Dawson was named to seven consecutive Pro Bowls from 1992 to 1998 and was a six-time AP First-team All-Pro. In 1993, he was named co-AFC Offensive Lineman of the Year by the NFLPA and in 1996 he was named the NFL Alumni's Offensive Lineman of the Year. He played in 170 consecutive games, the second-most in Steelers history, until severe hamstring injuries forced him to sit out nine games in 1999 and seven more games in 2000. Dawson was released by the Steelers following the 2000 season partly due to these injuries and partly due to salary cap reasons. He opted to retire rather than trying to play for another team.

"He was one of the best players that we have ever played against at that position. He had exceptional quickness; I think that really the measure of a center is his ability to play against powerful guys that are lined up over him and try to bull-rush the pocket and collapse it in the middle so that the quarterback can't step up. Dawson had great leverage and quickness with his hands and his feet where he did a great job of keeping that pocket clean for [Neil] O'Donnell and those guys who played behind him."
— — New England Patriots head coach Bill Belichick in 2008. Belichick coached the Browns in the early 1990s.

He is the only player to have played in the two most lopsided games in the Browns–Steelers rivalry, getting his first career start at center in the Steelers' 51–0 loss to the Cleveland Browns at home (still the worst loss for the Steelers in franchise history), but was victorious in the Steelers 43–0 win against the Browns in Cleveland ten years later, in the Browns' first game in four years.

Pre-draft measurables
| Height | Weight | Arm length | Hand span | 40-yard dash | 10-yard split | 20-yard split | 20-yard shuttle | Vertical jump | Broad jump | Bench press |
| 6 ft 2+1⁄4 in (1.89 m) | 272 lb (123 kg) | 32+7⁄8 in (0.84 m) | 9+7⁄8 in (0.25 m) | 4.94 s | 1.77 s | 2.95 s | 4.34 s | 30.0 in (0.76 m) | 9 ft 1 in (2.77 m) | 24 reps |
All values from NFL Combine

==Personal life==
Dawson is divorced from Regina – who served as an elementary school principal at Shearer Elementary in nearby Winchester, Kentucky – and has two children.
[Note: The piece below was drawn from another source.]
Issue #51765, opened 2026-07-23
[Bug]: StreamingNode WAL recovery deadlocks with HWM sealing and leaks unbounded goroutines


yanliang567:
## Environment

He returned to Lexington after his retirement, where he spent several years as a real estate developer. He filed for Chapter 7 bankruptcy protection in 2010 listing over $69 million in liabilities against just under $1.5 million in assets. He currently resides in San Diego, California, where he is a sales executive for a promotional products company.
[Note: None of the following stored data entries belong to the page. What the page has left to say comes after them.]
PR #51804, opened 2026-07-24
fix: [cp 3.0] prevent WAL recovery deadlock

chyezh:
issue: #51765
pr: #51803

- WAL recovery: wait for WAL readiness asynchronously and stop pending flush work on cancellation
- seal scheduling: bound seal notifications without spawning one goroutine per event
- WAL open lifecycle: clean partially initialized resources exactly once on failure

### DIFF
--- a/internal/streamingnode/server/wal/adaptor/opener.go
+++ b/internal/streamingnode/server/wal/adaptor/opener.go
@@ -80,6 +80,38 @@ type openerAdaptorImpl struct {
 	interceptorBuilders []interceptors.InterceptorBuilder
 }
 
+type walOpenResources struct {
+	once            sync.Once
+	released        bool
+	roWAL           *roWALAdaptorImpl
+	param           *interceptors.InterceptorBuildParam
+	recoveryStorage recovery.RecoveryStorage
+	flusher         *flusherimpl.WALFlusherImpl
+}
+
+func (r *walOpenResources) Close() {
+	if r.released {
+		return
+	}
+	r.once.Do(func() {
+		if r.flusher != nil {
+			r.flusher.Close()
+		} else if r.recoveryStorage != nil {
+			r.recoveryStorage.Close()
+		}
+		if r.param != nil {
+			r.param.Clear()
+		}
+		if r.roWAL != nil {
+			r.roWAL.Close()
+		}
+	})
+}
+
+func (r *walOpenResources) Release() {
+	r.released = true
+}
+
 // Open opens a wal instance for the channel.
 func (o *openerAdaptorImpl) Open(ctx context.Context, opt *wal.OpenOption) (wal.WAL, error) {
 	if !o.lifetime.Add(typeutil.LifetimeStateWorking) {
@@ -190,6 +222,9 @@ func (o *openerAdaptorImpl) openRWWAL(ctx context.Context, l walimpls.WALImpls, 
 	roWAL := adaptImplsToROWAL(l, func() {
 		o.walInstances.Remove(id)
 	})
+	resources := &walOpenResources{roWAL: roWAL}
+	defer resources.Close()
+
 	cpProto, err := resource.Resource().StreamingNodeCatalog().GetConsumeCheckpoint(ctx, opt.Channel.Name)
 	if err != nil {
 		return nil, errors.Wrap(err, "failed to get checkpoint from catalog")
@@ -199,20 +234,19 @@ func (o *openerAdaptorImpl) openRWWAL(ctx context.Context, l walimpls.WALImpls, 
 	// recover the wal state.
 	param, err := buildInterceptorParams(ctx, l, cp)
 	if err != nil {
-		roWAL.Close()
 		return nil, errors.Wrap(err, "when building interceptor params")
 	}
+	resources.param = param
 	rs, snapshot, err := recovery.RecoverRecoveryStorage(ctx, newRecoveryStreamBuilder(roWAL), cp, param.LastTimeTickMessage)
 	if err != nil {
-		param.Clear()
-		roWAL.Close()
 		return nil, errors.Wrap(err, "when recovering recovery storage")
 	}
+	resources.recoveryStorage = rs
 
 	// Handle alter WAL if found in snapshot
 	// This flushes all remaining data and triggers WAL switch to the target implementation
 	if snapshot.AlterWALInfo != nil && snapshot.AlterWALInfo.FoundAlterWALMsg {
-		return o.handleAlterWAL(ctx, l, opt, roWAL, param, rs, snapshot)
+		return o.handleAlterWAL(ctx, opt, roWAL, rs, resources, snapshot)
 	}
 
 	param.LastConfirmedMessageID = determineLastConfirmedMessageID(param.LastTimeTickMessage.MessageID(), snapshot.TxnBuffer)
@@ -255,9 +289,11 @@ func (o *openerAdaptorImpl) openRWWAL(ctx context.Context, l walimpls.WALImpls, 
 			RecoverySnapshot:   snapshot,
 			RateLimitComponent: roWAL.WALRateLimitComponent,
 		})
+		resources.flusher = flusher
 	}
 	wal := adaptImplsToRWWAL(roWAL, o.interceptorBuilders, param, flusher)
 	o.walInstances.Insert(id, wal)
+	resources.Release()
 	return wal, nil
 }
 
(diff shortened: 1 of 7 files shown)


tinswzy:

Reviewed the full diff against the `3.0` base. This is a faithful, self-consistent backport of the master fix (#51803). The three changes are coherent and I traced the resource-lifecycle and deadlock logic end-to-end. No blocking issues — I recommend merge after the CI cross-check below. Notes are non-blocking.

**Overall:** mergeable; findings are low/nit only.

### Verified correct (not issues, for reviewer confidence)
- `wal_open_resources.go:24-29` — `Close()` deliberately calls `flusher.Close()` **or** `recoveryStorage.Close()`, never both. This is correct because `WALFlusherImpl.Close()` closes the recovery storage internally (`internal/streamingnode/server/flusher/flusherimpl/wal_flusher.go:149`). This replaces the old `handleAlterWALFlushingStage` code that called `rs.Close()` *and* `flusher.Close()` — the new single-owner path avoids a double-close of the recovery storage. Good.
- `opener.go:194` + `264` — `defer resources.Close()` with `resources.Release()` on the success path is idempotent: `Release()` flips `released`, and the alter-WAL path calls `resources.Close()` internally then the deferred `Close()` no-ops via `sync.Once`. On every early-return error, the deferred `Close()` reclaims `roWAL`/`param`/`rs`/`flusher`. No leak, no double-free.
- `segment_flush_worker.go:23-30` — moving `m.wal.GetWithContext(ctx)` inside the goroutine (was `m.wal.Get()` executed synchronously by the caller holding the shard-manager lock) is the actual deadlock fix. `GetWithContext` exists on `syncutil.Future` in 3.0 (`pkg/util/syncutil/future.go:27`), and `ctx` is `m.ctx` (partition-manager scoped, cancelled on close), so the goroutine unblocks on shutdown rather than leaking.

### low — dropped capacity-seal notification for an idle full segment
`stats/stats_seal_worker.go:40-45`: switching from a per-event goroutine to a non-blocking `select { case ch <- …: default: }` means that when `sealNotifier` (buffer 100) is full, a `PolicyCapacity`/`PolicyBinlogNumber` notification is silently dropped.
- Self-healing for active segments: `StatsManager.AllocRows` (`stats_manager.go:212-214`) re-notifies on the next insert while `shouldBeSealed` stays true, so a still-written segment gets re-queued.
- Gap: a segment that reaches capacity and then receives **no further inserts** while the queue is saturated relies entirely on the 1-minute time-policy sweep (`loop()` → `notifyToSealSegmentWithTimePolicy`) as a backstop, delaying its seal by up to `defaultSealWorkerTimerInterval`. This is an acceptable trade-off under overload (a full 100-deep queue already implies the worker is sealing aggressively), but worth calling out since the old code guaranteed eventual enqueue. No change requested; flagging for awareness.

### nit — CI/backport hygiene
- The new tests pull in symbols that must exist on `3.0`: `replicates.RecoverReplicateManager` and `mock_utils.MockSealOperator` (`opener_test.go`), and `syncutil`/`policy`/`utils` helpers plus `MiniCluster`-free `newShardManagerWithGrowingSegment` (`shard_manager_test.go`). They appear present in this branch, but please confirm the streamingnode unit suites are green in CI on `3.0` — mock/import drift between master and `3.0` is the usual backport failure mode here.
- `walOpenResources.released` is read/written without synchronization. This is safe today because `Close()`/`Release()` are only ever called from the single `openRWWAL` goroutine, but a short comment stating that invariant would prevent a future concurrent caller from being introduced unsafely.

Nothing here blocks the backport.

chyezh:
Follow-up on the Team II review:

- **Dropped seal notification:** assessed as an intentional bounded-backpressure trade-off. The deadlock fix removes the synchronous WAL readiness wait from the seal consumer. HWM, memory, and time policies bypass `sealNotifier`; only capacity and binlog notifications use it. With a 100-entry buffer and a short non-blocking consumer path, a full queue is unlikely in normal operation. Active segments retrigger through later allocation or sync events, while time policies provide a backstop for inactive segments. No additional functional change is needed.
- **Resource ownership:** confirmed that `WALFlusherImpl.Close()` owns and closes `RecoveryStorage`, so the `if / else if` cleanup is correct and avoids a double close.
- **`released` synchronization:** `Release()` and deferred `Close()` remain on the same `openRWWAL` goroutine; no current data race exists.
- **Backport hygiene:** the full 3.0 CI loop passed, including build, code check, Go and integration unit tests, and C++ coverage tests.

No blocking issue remains from these findings.

tinswzy:

**team2 automated re-review** at head `a1edd4b0` (single agent, for reference). Re-reviewed the full 3.0 backport with focus on the delta since the previous review (head `88d6ac3`).

**Overall: mergeable.** No blocking issues. The delta since the last review is a single new commit that is a *pure code-move*, and I re-verified the resource-lifecycle, deadlock, and bounded-seal behavior end-to-end against the code at this head. CI loop is green at `a1edd4b` (build/code-check/UT-GO/UT-integration/CPP-cov).

### Delta since previous review — verified safe
- `a1edd4b (isolate WAL open resource cleanup)` is a **no-logic-change move**: `walOpenResources` struct + `Close()`/`Release()` are lifted verbatim from `opener.go` into the new `wal_open_resources.go`, same package `adaptor`, identical bodies (`sync.Once` + `released` guard, `if flusher != nil … else if recoveryStorage != nil …`). No dangling import left behind — `sync` is still used in `opener.go:76` (`sync.Mutex`), and `recovery`/`flusherimpl`/`interceptors` remain referenced by `openRWWAL`. Nothing else in the diff changed from the previously reviewed revision.

### Parity / lifecycle re-verification (not issues — for reviewer confidence)
- **Double-close avoidance is correct.** `WALFlusherImpl.Close()` owns and closes the recovery storage (`flusher/flusherimpl/wal_flusher.go:149` → `impl.RecoveryStorage.Close()`), so `walOpenResources.Close()`'s `flusher` XOR `recoveryStorage` branch is right: on the flusher path only `flusher.Close()` runs (which closes `rs`), on the `DisableFlusher`/pre-flusher path `recoveryStorage.Close()` runs directly.
- **No use-after-close in the alter-WAL path.** `handleAlterWALFlushingStage` calls `resources.Close()` (`opener.go:394`) and afterward touches only `snapshot`/`opt`/catalog — never `rs`/`param`/`roWAL`. The subsequent `handleAlterWALAdvanceCheckpointsStage` uses only catalog + MixCoord client, so closing `roWAL`/`rs` before it is safe (matches the original pre-refactor ordering). The deferred `resources.Close()` in `openRWWAL` then no-ops via `sync.Once`. No double-free, no leak on any early-return.
- **Shard-manager cleanup on the replicate-recovery-failure path actually fires.** The new `TestOpenRWWALCleansRecoveredShardManagerOnReplicateRecoveryFailure` exercises the real leak this refactor closes: on `RecoverReplicateManager` failure the deferred `resources.Close()` → `param.Clear()` → `ShardManager.Close()` (`interceptors/interceptor.go:43-45`), which unregisters the seal operators so a later `RegisterSealOperator` does not conflict. Confirmed `resources.param` is set before that failure point, so the recovered shard manager is genuinely reclaimed.
- **Deadlock fix is intact.** `segment_flush_worker.go` moves the blocking `m.wal.Get()` into the spawned goroutine as `m.wal.GetWithContext(ctx)`; `GetWithContext` exists on `syncutil.Future` in 3.0 (`pkg/util/syncutil/future.go:27`), and `ctx` cancellation makes the goroutine exit cleanly instead of blocking a shard-manager-locked caller.

### low — dropped capacity/binlog seal notification under a saturated queue (unchanged, acceptable)
`stats/stats_seal_worker.go:40-44`: the non-blocking `select { case ch <- …: default: }` drops a `PolicyCapacity`/`PolicyBinlogNumber` notification when `sealNotifier` (buffer 100) is full. Re-confirmed the backstops at this head:
- Only capacity (`stats_manager.go:214`) and binlog-number (`stats_manager.go:379`) route through the bounded channel; HWM/memory/time/blocking-L0 policies use separate notifiers or the timer and are unaffected.
- Active segments re-trigger via `AllocRows` re-notify on the next insert while `shouldBeSealed` holds; a full-but-idle segment falls back to the time-policy sweep (`loop()` → `notifyToSealSegmentWithTimePolicy`, ticker `defaultSealWorkerTimerInterval = 1m`, then subject to the time-policy threshold).

This is the intended bounded-backpressure trade-off already acknowledged by the author; not requesting a change. Minor note for accuracy: the fallback delay for a truly idle full segment is bounded by the time-policy selection criteria, not strictly one 1-minute tick — worth keeping in mind if a future report shows delayed seals under sustained overload.

### nit
- `walOpenResources.released` is still read/written without synchronization. Safe today because `Release()`/`Close()` execute only on the single `openRWWAL` goroutine; a one-line comment stating that single-goroutine invariant would guard against a future concurrent caller being added unsafely.

Nothing here blocks the backport.

liliu-z (commented):
/lgtm
/approve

Dawson served an internship in the Steelers scouting department in 2009 and served as an intern coach with the Cincinnati Bengals in 2010. He is also a part owner of the Washington Wild Things, an independent league baseball team in Washington, Pennsylvania.

==Legacy==
Dawson was named the first-team center on the National Football League 1990s All-Decade Team. In 2007, he was selected for the Pittsburgh Steelers All-Time Team which was named as part of the franchise's 75th season celebration. The Steelers have not reissued Dawson's #63 Jersey since his retirement, though it has not been formally retired. His election to the Pro Football Hall of Fame in 2012 was preceded by three consecutive times of being a finalist listed for the honor.
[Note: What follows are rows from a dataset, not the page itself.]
Issue #41767, opened 2025-05-12
[Bug]: [IvfRabitq]The default nprobe value for searching is confusing


yanliang567:
### Is there an existing issue for this?

- [x] I have searched the existing issues

### Environment

```markdown
- Milvus version: master-20250508-e2ddbe49-amd64
- Deployment mode(standalone or cluster): standalone
- MQ type(rocksmq, pulsar or kafka):    
- SDK version(e.g. pymilvus v2.0.0rc2): pymilvus 2.6.0rc119
```

### Current Behavior

1. create IVFRABITQ index with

In 2001 Dawson and his wife established the Dermontti F. and Regina M. Dawson Endowed Graduate Fellowship in Education scholarship at his alma mater, the University of Kentucky (UK). Dawson was appointed to the school's board of trustees by Kentucky governor Ernie Fletcher in 2005. He is a member of UK's College of Education's "Alumni Hall of Fame" and the UK Hall of Distinguished Alumni as well as a charter member of the UK Athletics Hall of Fame. In addition, his jersey has been retired by the school.